Brazil’s Lei Geral de Proteção de Dados (LGPD) requires companies to comply with strict requirements related to the collection and processing of consumers’ personal data. We’ve reviewed the LGPD and compiled the most important ways a Data Loss Prevention (DLP) solution can help you achieve compliance with the regulation.
Passed on August 14th, 2018, Brazil’s comprehensive general data protection law aims to align existing legislation to the new international standard set by the EU’s General Data Protection Regulation (GDPR). Latin America’s first major data protection law, the LGPD, replaces and supplements the over 40 legal norms that governed the protection of privacy and personal data at the federal level in the country.
The new law requires organizations to comply with strict requirements when processing personal data with the aim of protecting the fundamental rights of privacy and freedom. The LGPD is very clear regarding information security, requiring companies to use technical and administrative measures to protect data.
Despite the onset of the COVID pandemic and a planned delay in application till December 2020 or May 2021, the LGPD was signed into law on September 18th, 2020, and it is in effect since then. However, the sanctions under the law were enforced on August 1st, 2021.
DLP solutions such as Endpoint Protector are some of the most valuable tools for data compliance. These solutions are efficient now only with LGPD compliance, but GDPR, CCPA, PCI DSS, and others. In the case of endpoint DLPs, policies are applied directly to sensitive data rather than to devices or the whole network. In this way, they ensure that sensitive customer data is identified, controlled, and logged in order to meet LGPD requirements.
Let’s have an in-depth look at how DLP can lend a hand with LGPD compliance.
1. Discover where personal data is stored
A common compliance requirement is to know where your data is – otherwise, you cannot protect it. The LGPD, similarly to the GDPR, requires organizations falling under its jurisdiction to create and maintain a data inventory or data map of the personal information they collect and process.

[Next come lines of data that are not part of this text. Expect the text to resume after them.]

PR #497, opened 2015-01-10
Created faker for Currency Codes.

stelgenhof:
Created faker for currency codes (similar to country codes and language codes). The list of currencies are taken from the ISO 4217 standard list.

### DIFF
--- a/src/Faker/Provider/Miscellaneous.php
+++ b/src/Faker/Provider/Miscellaneous.php
@@ -154,6 +154,30 @@ class Miscellaneous extends \Faker\Provider\Base
     );
 
     /**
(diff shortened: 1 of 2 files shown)


fzaninotto:
Thanks!

stelgenhof:
Thanks a lot! One thing I forgot and that was to update the realm file :) Hopefully you can update that so I don't need to create another PR.

fzaninotto:
Ah, right. Can you create a small additional PR just for that? It's better if the commit has your name on it :)

stelgenhof:
Sure! Besides the readme file, are there any other documentation files I need to update? Changelog for example?

fzaninotto:
No, just the readme ; I'll handle the changelog.

PR #508, opened 2015-01-21
add more options for imageUrl

ctf0:
u still can use as usual and u will get the lormpixel or pass the first argument as ('Unsplash' or 'placeimg') "the same names from the original links to avoid any confusion" ,

the original function still have the same order for options "again to avoid any confusion" so if u want to pass options to this services here is the fill function with arguments

```
imageUrl($service = 'lorem', $width = 640, $height = 480, $category = null, $randomize = true, $filter = null, $blur = null, $gravity = null)
```

### DIFF
--- a/src/Faker/Provider/Image.php
+++ b/src/Faker/Provider/Image.php
@@ -12,6 +12,11 @@ class Image extends Base
         'fashion', 'people', 'nature', 'sports', 'technics', 'transport'
     );
 
+    protected static $placeimg_cats = array(
+        'animals', 'arch', 'nature', 'people', 'tech', 'any'
+    );
+
+
     /**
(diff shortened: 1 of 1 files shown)


fzaninotto:
So "category" is ignored or has a different meaning, and you add a useless "filter" parameter which only works once...

I'n not fan of having a one-size-fits-all provider with inconsistent signature. If you're not satisfied with the current randomImage, feel free to create a third-party provider and host it on your own GitHub, and I'll be happy to link to it in the Faker Readme.

ctf0:
- `category` only works for `lorem` & `placeimg` but not for `Unsplash`
- 'filter' works for both `placeimg` & `Unsplash` but not for `lorem`

PR #511, opened 2015-01-25
Update UserAgent.php

ajbdev:
Updating random user agent strings to appear more modern

I based my changes off a recent log file on a relatively active website I help maintain

### DIFF
--- a/src/Faker/Provider/UserAgent.php
+++ b/src/Faker/Provider/UserAgent.php
@@ -65,9 +65,9 @@ class UserAgent extends \Faker\Provider\Base
         $saf = mt_rand(531, 536) . mt_rand(0, 2);
 
         $platforms = array(
-            '(' . static::linuxPlatformToken() . ") AppleWebKit/$saf (KHTML, like Gecko) Chrome/" . mt_rand(13, 15) . '.0.' . mt_rand(800, 899) . ".0 Safari/$saf",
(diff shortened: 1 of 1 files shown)


ajbdev:
I am aware that the contributers file reads: "Avoid changing existing sets of data. Some developers use Faker with seeding for unit tests ; changing the data makes their tests fail."

However, the UserAgent provider is a bit unique, as realistic fake data evolves much quicker than the other providers. I'm running into a use case where I am using faker to generate a fake user agent for a scraper. Given the current state of Faker it will create a pattern of outdated browsers, which is undesirable for a scraping tool.

fzaninotto:
Does that mean we'll have to update this provider each time a browser vendor bumps their version? I don't think it makes sense.

I agree with you that the current useragents are outdated, but Faker doesn't mean to be exhaustive, it means to be random. 

I wonder what other users feel about this?

ajbdev:
Yeah, I can certainly understand that point of view - there's no way I would want to maintain this so frequently. Really I just did the PR to cover my specific use case, if it's a no-go I understand I'll just use my fork. 

If the data was just a year or two old it would have been fine for my use case, but it was pretty far outdated. If it's ever been considered to update it, here's an opportunity with most of the work already done. 

I'll be in the same spot again in 2-3 years, but I'm comfortable saying that I'd maintain a frequency at that rate :)

fzaninotto:
Thanks!

bomjastik:
Hi @ajbdev. 

Just decided to use this functionality for a random user-agent generation too. 

I can't find a more specific solution/api.

> I'll be in the same spot again in 2-3 years.

The time is definitely have come :)

Will, you able to update this again?

Regards!

PR #514, opened 2015-02-04
+1 Internet::html() provider, based on Lorem::text()

ronanguilloux:
Attempting to re-propose an HTML+Lorem Ipsum provider, as in #250


ronanguilloux:
rebasing...

test/Faker/Provider/InternetTest.php
```diff
@@ -117,4 +117,50 @@ public function testMacAddress()
...
+    }
+
+    public function test_htmlTooSmall()
+    {
+        $this->setExpectedException('InvalidArgumentException');
+        Internet::html(Internet::SMALLEST_HTML_LENGTH + 4);
+        Internet::html(Internet::SMALLEST_HTML_LENGTH - 1);
+    }
+
+    public function test_htmlMinimal()
```
ronanguilloux: #noteToSelf : useless, test_htmlTooSmall() already contains that test

src/Faker/Provider/Internet.php
```diff
@@ -331,4 +331,94 @@ public static function macAddress()
...
+        }
+        $textLength = $maxLength - $htmlTagsLength;
+
+        switch($maxLength) {
+            case ($maxLength >= (self::SMALLEST_HTML_LENGTH+150)): // actual $htmlTagsLength is 92
+                /*
+                Since Lorem::text() output length is 99% always below than the request $maxNbChars
+                while looping over the tag list, generating the html output,
+                we recalculate the real remaining, "weighted", text length to be outputted.
+                Makes The result as closer as possible from the max expected value
```
ronanguilloux: #noteToSelf: s/The/the

src/Faker/Provider/Internet.php
```diff
@@ -331,4 +331,94 @@ public static function macAddress()
...
+     * Principe 2: Available html tags list is fixed, for now
+     * Principe 3: Rendered HTML output is poorly semantic, for now.
+     *
+     * @param int $maxLength max string size expected
+     *
+     * @return string html output - html tags + Lorem text rendering
+     */
+    public static function html($maxLength = 100)
+    {
+        if (0 > ($maxLength - self::SMALLEST_HTML_LENGTH - 5)) { // 5 == Lorem::text() argument limit
```
ronanguilloux: #noteToSelf: this repeated "5" value may become a const in the `Lorem` class, or at least a local variable

test/Faker/Provider/InternetTest.php
```diff
@@ -117,4 +117,50 @@ public function testMacAddress()
...
+
+    public function test_htmlFibonacci()
+    {
+        $fiboLength = 22; // Fibonacci's sequence 22th number is 17711
+        $fibos= array(0, 1);
+        for ($i=2; $i<=$fiboLength; ++$i) {
+            $fibos[$i] = $fibos[$i-1] + $fibos[$i-2];
+        }
+        foreach($fibos as $fibo) {
+            if(9 < $fibo) {
```
ronanguilloux: #noteToSelf: this "9" var as to be explained a bit (cf. minimal int argument required by ::html())

test/Faker/Provider/InternetTest.php
```diff
@@ -117,4 +117,50 @@ public function testMacAddress()
...
+        Internet::html(Internet::SMALLEST_HTML_LENGTH - 1);
+    }
+
+    public function test_htmlMinimal()
+    {
+        $this->setExpectedException('InvalidArgumentException');
+        Internet::html(Internet::SMALLEST_HTML_LENGTH - 1);
+    }
+
+    public function test_htmlFibonacci()
```
fzaninotto: I don't understand the purpose of this test.

test/Faker/Provider/InternetTest.php
```diff
@@ -117,4 +117,50 @@ public function testMacAddress()
...
+
+    public function test_htmlLoremSmallLengths()
+    {
+        $plus5 = Internet::html(Internet::SMALLEST_HTML_LENGTH+5);
+        $this->assertTrue($this->containsHtml($plus5));
+    }
+
+    public function test_htmlTooSmall()
+    {
+        $this->setExpectedException('InvalidArgumentException');
```
fzaninotto: Can you use annotations for this, as everywhere else in Faker?

test/Faker/Provider/InternetTest.php
```diff
@@ -117,4 +117,50 @@ public function testMacAddress()
...
+        Internet::html(Internet::SMALLEST_HTML_LENGTH + 4);
+        Internet::html(Internet::SMALLEST_HTML_LENGTH - 1);
```
fzaninotto: Which one is supposed to throw an exception, the first or the second? Perhaps you need two tests?

test/Faker/Provider/InternetTest.php
```diff
@@ -117,4 +117,50 @@ public function testMacAddress()
...
+                $html = Internet::html($fibo);
+                $this->assertTrue($this->containsHtml($html));
+            }
+        }
+
+    }
+
+    protected function containsHtml($string)
+    {
+        return preg_match("/<[^<]+>/",$string, $matches) !== 0;
```
fzaninotto: Not very strict. `<div>foo<span>` matches...

fzaninotto:
I don't think you have to focus on `<article>` or `<section>`. Usually, rich text is output inside `<div>`s anyway.

It would be great to add a little more sophistication:

- distinguish block-level and inline tags, and allow inline tags inside blocks
- add `<h1>`, `<h2>` semantics (usually one after the other)

src/Faker/Provider/Internet.php
```diff
@@ -331,4 +331,94 @@ public static function macAddress()
...
+    const SMALLEST_HTML_LENGTH = 4; // <br>
+
+    /**
+     * @param string $tag
+     * @param string $content
+     * @param string $attributes as a string
+     *
+     * @return string
+     */
+    protected static function buildHtmlTag($tag, $content = '', $attributes = '')
```
fzaninotto: attributes should be an array

src/Faker/Provider/Internet.php
```diff
@@ -331,4 +331,94 @@ public static function macAddress()
 
         return $mac;
     }
+
```
fzaninotto: Not sure if `Internet` is the right provider for it.

test/Faker/Provider/InternetTest.php
ronanguilloux: ok!

test/Faker/Provider/InternetTest.php
ronanguilloux: You're right, both must, so we may need individual tests for each of them two

src/Faker/Provider/Internet.php
ronanguilloux: ok

src/Faker/Provider/Internet.php
ronanguilloux: I'm very OK to create a distinct `Html::` provider instead: is it OK to you ?

test/Faker/Provider/InternetTest.php
ronanguilloux: That's right. Well, the purpose here was only checking that `Internet::html` actually return some html tags, rather  _validate_ any HTML output. I may remove this func, in order not to measled people.

test/Faker/Provider/InternetTest.php
ronanguilloux: It tests the provider over large numbers of text argument (using a Fibonacci suite), but it does not check that these various text sizes actually match the various cases of the `switch($maxLength)` operator of the Internet::html() implementation. So all this remains quite useless for now.
=> Removed!
Thanks for having spotted this.

src/Faker/Provider/Internet.php
fzaninotto: Yes, would be great.

src/Faker/Provider/Internet.php
```diff
@@ -331,4 +331,128 @@ public static function macAddress()
...
+    /**
+     * @link http://w3c.github.io/html-reference/global-attributes.html
+     * pro-memoria for now
+     *
+     * @return array
+     */
+    protected static function getRandomHtmlTagsGlobalAttribute()
+    {
+        return self::randomElement(array(
```
fzaninotto: The right way to do that in Faker is to use a list of possible formats, pick one random format, then call `$generator->parse($format)`. Something like:

```php
protected static $htmlAttributeFormats = array(
  'accesskey="{{randomletter}}"',
  'class="{{word}}"',
  'contenteditable="true"',
  'contenteditable="false"',
  // etc
);
```

And if the `parse()` method seems too limited because it doesn't allow formatters with arguments... improve it!

src/Faker/Provider/Internet.php
```diff
@@ -331,4 +331,128 @@ public static function macAddress()
...
+    {
+        return sprintf('<%s>%s</%s>', $tag, $content, $tag);
+    }
+
+    /**
+     * @return array of distinct block-level and inline-level elements names
+     */
+    protected static function getHtmlTags()
+    {
+        return array(
```
fzaninotto: You should move that to a static property to let devs override it in subclasses.

src/Faker/Provider/Internet.php
```diff
@@ -331,4 +331,128 @@ public static function macAddress()
...
+                $maxLength,
+                self::SMALLEST_HTML_LENGTH + Lorem::TOO_SHORT_TEXT_ARGUMENT,
+                $maxLength - self::SMALLEST_HTML_LENGTH - Lorem::TOO_SHORT_TEXT_ARGUMENT
+            );
+            throw new \InvalidArgumentException($message);
+        }
+
+        $output         = "";
+        $htmlTags       = self::getHtmlTags();
+        //$htmlBlockTags  = $htmlTags['block'];
```
fzaninotto: Commented out code, please remove

src/Faker/Provider/Internet.php
```diff
@@ -331,4 +331,128 @@ public static function macAddress()
...
+        $textLength = $maxLength - $htmlTagsLength;
+        switch ($maxLength) {
+            case ($maxLength >= (self::SMALLEST_HTML_LENGTH + 200)):
+                /*
+                Since Lorem::text() output length is 99% always below than the request $maxNbChars
+                while looping over the tag list, generating the html output,
+                we recalculate the real remaining  text length to be outputted.
+                Makes the result as closer as possible from the max expected value
+                */
+                foreach ($htmlTags['block'] as $i => $tag) {
```
fzaninotto: very limited structure imo.

fzaninotto:
Although you respect the size, I see several drawbacks with this approach:

- you call `Lorem::test()` several times, it's not necessarily great for performance.
- The generated html has poor randomness as far as bloc elements are concerned.

Perhaps another approach would be to manipulate a DOM element instead of a string, make it grow incrementally until the serialized version has the requested size? That way you could add paragraphs, titles, semantically. What do you think?

src/Faker/Provider/Internet.php
ronanguilloux: ok

src/Faker/Provider/Internet.php
ronanguilloux: ok

src/Faker/Provider/Internet.php
ronanguilloux: ok, this will be done in the next commit

ronanguilloux:
I'm very OK to turn the approach around, manipulating a DOM element instead of a string. Thanks for this suggestion!

I propose a two-step approach : 
- first, resolving this single DOM element generation use case. A `Html` provider would then allow to generate single DOM elements with a given `$maxLength` parameter, and maybe an optional random global HTML5 attribute. 
- second, allowing then to generate a collection of DOM elements, or even an embedded collection of DOM elements, such as a whole HTML document.

Is that okay? 

A question: In a DOM generation context, I'm not sure that having a fixed length output string make sense. Must the `$maxLength` parameter apply to the whole final outputted string, tags & attributes included, rather than just the `innerText` of the DOM element ? AFAIC, I would choose the latter, because giving an order of magnitude (grandeur) of the output I need is 99% sufficient, while waiting for a exact fixed HTML string length hardly ever occurs to me.
Any feedback, opinion or thought is very welcome.

fzaninotto:
I think your approach is OK. As for the length, I think users will expect that to concern the entire serialized DOM, not the innerText. The most common use case is probably: I have this "body" field in my database table which is 3000 chars at most, I want to fill it with valid HTML. 

A way to achieve that is to serialize the DomDocument at every iteration, and grow the tree as long as it doesn't reach the limit (or a random percentage of the limit). It's slow, but I don't see any other way.

ronanguilloux:
OK for that.
WIP!

vinkla:
Any updates on this? Would be a great feature to add!

ronanguilloux:
Hi @vinkla, thanks for reviving this PR

- The [work in progress is here](https://github.com/ronanguilloux/Faker/tree/htmlLorem) (htmlLorem branch). I didn't had time to push it forward recently.
- Generating simple content inside a random HTML tag with random attributes is OK (see the public `htmlTag` function and related protected func it uses)
- The deal is now to generated a piece of DOM with a given - precise - length, that would concern this entire serialized DOM: The use case here was described by François in this [comment](#issuecomment-76206084). He also gently proposed a way to do it, in an iterative (slow but effective) way.

Please feel free to PR inside my working branch, your commits will be credit the same.

vinkla:
@ronanguilloux Okay, great. So this PR is accepted and just not finished yet?

ronanguilloux:
Well the proposition is accepted and the choosen way to achieve it was confimed, but PR is incomplete (not accepted yet) and, yes, to be finished.

fzaninotto:
Abandoned PR, closing.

This means that you need to understand how and where data is used, as well as where it is stored.
A DLP software is usually equipped with data discovery services and allows administrators to scan the entire device fleet in search of protected data. By scanning and monitoring data at rest, these tools can provide data visibility and, thus, help you to create a data inventory.
DLP policies can be based on predefined profiles or custom content, allowing companies to search for personal data covered by privacy laws. In this way, you can be aware of what data is transferred where, generate reports from the results, and provide them to the Brazilian National Data Protection Authority (ANPD) upon request.
2. Delete personal data when it is required or no longer needed
Under the LGPD, consumers have the right to request that their personal information be deleted. This means that companies must ensure that their data is no longer stored on their network. But data can often end up on unauthorized endpoints. Employees share information in the execution of their duties, disregarding internal policies concerning sensitive data.
A DLP solution can help you with deletion requests through its data at rest scanning capabilities. These allow companies to search their entire networks for specific data sets, and when found, they can take remediation actions such as deletion or encryption. In this way, admins can easily control which personal data remains in a company’s network and devices.
3. Limit the use of personal data
The LGPD requires companies to clarify the purpose of collecting and using personal data and remain loyal to them. This means that they need to ensure that personal data is not used for any other purpose outside its intended services. Organizations must also prevent it from being uploaded to private cloud services or copied to unauthorized devices.
By using powerful scanners to identify sensitive data and monitoring its movement, DLP solutions can assist you with this compliance requirement. After discovering personal data, admins can restrict or block its transfer outside or inside the organization. In this way, users will no longer be able to upload, copy-paste, or print sensitive data.
4. Prevent data tampering and loss
The LGPD requires companies to use technical and administrative measures to protect personal data from unauthorized access, destruction, or loss. DLP solutions are an essential part of this arsenal, preventing incidents that could lead to data breaches by scanning and monitoring data at rest and data in motion. With predefined and custom policies that can restrict or block data transfers, these solutions can help you ensure that personal data doesn’t leave the company network.
5. Maintain personal data security standards
Like the GDPR, LGPD requires companies to design their data processing systems and procedures with privacy by default in mind. This means that privacy has to be a default setting rather than an afterthought. Organizations should also be prepared to demonstrate the effectiveness of the adopted data security measures to the ANPD, as an audit could be carried out at any time.
DLP tools offer unparalleled insight into your company’s data. Admins can set strict rules for specific sets of sensitive data and, at the same time, enable employees to manage data outside of these categories freely. With a DLP solution, it also becomes easier to determine policy breaches and report them back to the processors to take action.